- _Assigned task_:
Transcribe the records below. Leave every line exactly as written.
===== Dataset content
PR #209, opened 2019-04-26
More descriptive error message when finalizer fails for FileStream.

SergeyTeplyakov:


Public/Src/Cache/ContentStore/Library/FileSystem/TrackingFileStream.cs
```diff
@@ -0,0 +1,163 @@
...
+        {
+            Interlocked.Increment(ref ProperlyClosed);
+            GC.SuppressFinalize(this);
+        }
+
+        ~TrackingFileStream()
+        {
+            Interlocked.Increment(ref Leaked);
+
+            try
```
dcwuser: Do we want to somehow log (maybe by leaving a file in a well-known-directory) that the finalizer ran at all?

dcwuser: Never mind, I see you do this via statistics.

Public/Src/Cache/ContentStore/Library/FileSystem/TrackingFileStream.cs
```diff
@@ -0,0 +1,163 @@
...
+using System.Threading;
+using JetBrains.Annotations;
+using Microsoft.Win32.SafeHandles;
+
+namespace BuildXL.Cache.ContentStore.FileSystem
+{
+    /// <summary>
+    /// Special tracking file stream that fails with more readable error message if unhandled error occurs in the finalizer of the instance.
+    /// </summary>
+    internal class TrackingFileStream : FileStream
```
dannyvv: Is it worth considering a more generic IDisposableWarpper?

`class LeakDetection<T> : T, IDisposable`

PR #302, opened 2019-05-14
Set IsCancelled to true if cancellation was requested

SergeyTeplyakov:


Public/Src/Cache/ContentStore/Distributed/NuCache/BlobCentralStorage.cs
```diff
@@ -133,7 +133,7 @@ protected override async Task<BoolResult> TryGetFileCoreAsync(OperationContext c
                     Tracer.Debug(context, $@"Downloading blob '{_configuration.ContainerName}\{blobName}' failed with recoverable exception: {e}.");
                 }
 
-                return AttemptResult.FromException(isRecoverable, e);
+                return AttemptResult.FromException(isRecoverable, e, context.Token);
```
dannyvv: Should we rename this to CancelationToken to ensure we don't confuse this with AuthToken and other kinds of Tokens.

SergeyTeplyakov: Maybe, but I'm not sure we have any other tokens so widely used... I'll discuss this with other cache members to get their opinion.

PR #303, opened 2019-05-14
[WIP] Use .NET Core as the default when building on Windows

almiliMSFT:


dannyvv:
Note, Just as FYI, You likely know but for the full switch we also need to:
* update build definitions (to set the buildxl toolset to use in cloudbuild) 
* update publish LKG step to use win-x64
==========
- _Response to the exercise_:
PR #209, opened 2019-04-26
More descriptive error message when finalizer fails for FileStream.

SergeyTeplyakov:


Public/Src/Cache/ContentStore/Library/FileSystem/TrackingFileStream.cs
```diff
@@ -0,0 +1,163 @@
...
+        {
+            Interlocked.Increment(ref ProperlyClosed);
+            GC.SuppressFinalize(this);
+        }
+
+        ~TrackingFileStream()
+        {
+            Interlocked.Increment(ref Leaked);
+
+            try
```
dcwuser: Do we want to somehow log (maybe by leaving a file in a well-known-directory) that the finalizer ran at all?

dcwuser: Never mind, I see you do this via statistics.

Public/Src/Cache/ContentStore/Library/FileSystem/TrackingFileStream.cs
```diff
@@ -0,0 +1,163 @@
...
+using System.Threading;
+using JetBrains.Annotations;
+using Microsoft.Win32.SafeHandles;
+
+namespace BuildXL.Cache.ContentStore.FileSystem
+{
+    /// <summary>
+    /// Special tracking file stream that fails with more readable error message if unhandled error occurs in the finalizer of the instance.
+    /// </summary>
+    internal class TrackingFileStream : FileStream
```
dannyvv: Is it worth considering a more generic IDisposableWarpper?

`class LeakDetection<T> : T, IDisposable`

PR #302, opened 2019-05-14
Set IsCancelled to true if cancellation was requested

SergeyTeplyakov:


Public/Src/Cache/ContentStore/Distributed/NuCache/BlobCentralStorage.cs
```diff
@@ -133,7 +133,7 @@ protected override async Task<BoolResult> TryGetFileCoreAsync(OperationContext c
                     Tracer.Debug(context, $@"Downloading blob '{_configuration.ContainerName}\{blobName}' failed with recoverable exception: {e}.");
                 }
 
-                return AttemptResult.FromException(isRecoverable, e);
+                return AttemptResult.FromException(isRecoverable, e, context.Token);
```
dannyvv: Should we rename this to CancelationToken to ensure we don't confuse this with AuthToken and other kinds of Tokens.

SergeyTeplyakov: Maybe, but I'm not sure we have any other tokens so widely used... I'll discuss this with other cache members to get their opinion.

PR #303, opened 2019-05-14
[WIP] Use .NET Core as the default when building on Windows

almiliMSFT:


dannyvv:
Note, Just as FYI, You likely know but for the full switch we also need to:
* update build definitions (to set the buildxl toolset to use in cloudbuild) 
* update publish LKG step to use win-x64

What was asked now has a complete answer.